The researchers used an electroretinogram as the measuring device in their subjects. Effectively an EKG for the eye, ERG measures the electrical signal activity of ganglion cells located near the inner surface of the retina. The researchers compared ganglion cell activity in healthy subjects with subjects with FTD, noting a significant decrease in cell activity in the retinas of subjects with dementia.

“The results of this study show that we can use the thinning of retinal cells as a marker for this type of dementia,” said Eric Robertson, MD, PhD, associate professor at UAB, Department of Vision Sciences. “Further studies may also help determine whether the changes in the retina can be utilized as a marker of disease progression.”

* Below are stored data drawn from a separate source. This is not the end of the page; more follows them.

PR #1482, opened 2022-04-08
Zentih user and database management RFC

lubennikovaav:
In this RFC I summed up our understanding of CREATE USER and CREATE DATABASE management.
Please, review and link relevant issues.

### DIFF
--- a/docs/rfcs/016-user-and-database-management.md
+++ b/docs/rfcs/016-user-and-database-management.md
@@ -3,7 +3,8 @@
 ### CREATE USER
 
 CREATE USER is only allowed from console, 
-because it requires generation of the access token and other complex logic.
+because console is involved in the auth process, when users connect via proxy.
+It's much handier to have a single source of truth.
 
 Client has to chose which databases will be accessible by the new user.
 Along with database access, we explicitly grant CREATE ON DATABASE privilege to the user.
@@ -14,8 +15,9 @@ All new users are granted with CREATEDB privilege by default.
 `CREATE ROLE .. WITH CREATEDB`
 Later we may add an option to manage it.
 
-*Q: Are we going to allow user to create new users and NOLIGIN roles to manage privileges?
-*`CREATE ROLE .. WITH CREATEROLE`
+For now we do not allow clients to create new users and NOLIGIN roles to manage privileges.
+i.e. `CREATE ROLE .. WITH CREATEROLE`
+Let's postpone this until we got N feature requests about more complex roles management.
 
 
 ### CREATE DATABASE
@@ -23,7 +25,7 @@ Later we may add an option to manage it.
 Client can CREATE DATABASE via SQL as well as via console.
 
 When database is created from SQL (not by superuser)
-we intercept this action using DDL hook and send it to the console to synchronize the information about databases.
+we intercept this action using DDL hook and send request to the console to synchronize the information about databases.
 
 ### CREATE EXTENSION
 
@@ -39,7 +41,7 @@ Nothing special. PostgreSQL behavior.
 ### DROP DATABASE
 
 From PostgreSQL docs:
-The right to drop an object, or to alter its definition in any way, is not treated as a grantable privilege; it is inherent in the owner, and cannot be granted or revoked. (However, a similar effect can be obtained by granting or revoking membership in the role that owns the object) 
+> The right to drop an object, or to alter its definition in any way, is not treated as a grantable privilege; it is inherent in the owner, and cannot be granted or revoked. (However, a similar effect can be obtained by granting or revoking membership in the role that owns the object) 
 
 Note that ownership can be changed using `REASSIGN OWNED BY .. TO ..` 
 
--- a/docs/rfcs/016-user-and-database-management.md
+++ b/docs/rfcs/016-user-and-database-management.md
@@ -1,0 +1,68 @@
+## Zentih user and database management RFC
+
+### CREATE USER
+
+CREATE USER is only allowed from console, 
+because it requires generation of the access token and other complex logic.
+
+Client has to chose which databases will be accessible by the new user.
+Along with database access, we explicitly grant CREATE ON DATABASE privilege to the user.
+`GRANT CREATE ON DATABASE .. TO .. ;`
+to let the user to create extensions.
+
+All new users are granted with CREATEDB privilege by default.
+`CREATE ROLE .. WITH CREATEDB`
+Later we may add an option to manage it.
+
+*Q: Are we going to allow user to create new users and NOLIGIN roles to manage privileges?
+*`CREATE ROLE .. WITH CREATEROLE`
+
+
+### CREATE DATABASE
+
+Client can CREATE DATABASE via SQL as well as via console.
+
+When database is created from SQL (not by superuser)
+we intercept this action using DDL hook and send it to the console to synchronize the information about databases.
+
+### CREATE EXTENSION
+
+To create trusted extensions in the database, user must have an access privileges on the database.
+
+We explicitly grant CREATE ON DATABASE privilege to the new user along with database access.
+If user creates a database, he becomes the owner and thus has CREATE ON DATABASE privilege by default.
+
+### DROP EXTENSION
+
+Nothing special. PostgreSQL behavior.
+
+### DROP DATABASE
+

QLT merger agreement terminated. QLT Inc. (Vancouver, Canada), the developer of Visudyne PDT for the treatment of wet AMD, was left at the altar when its prospective merger partner, Auxilium Pharmaceuticals (Chesterbrook, PA), agreed to be acquired by Endo International (Dublin, Ireland). QLT did not walk away empty-handed, as it will receive a termination fee of $28.4 million.

Since selling its Visudyne business to Valeant Pharmaceuticals in 2012, QLT has focused on synthetic retinoids to treat inherited retinal diseases.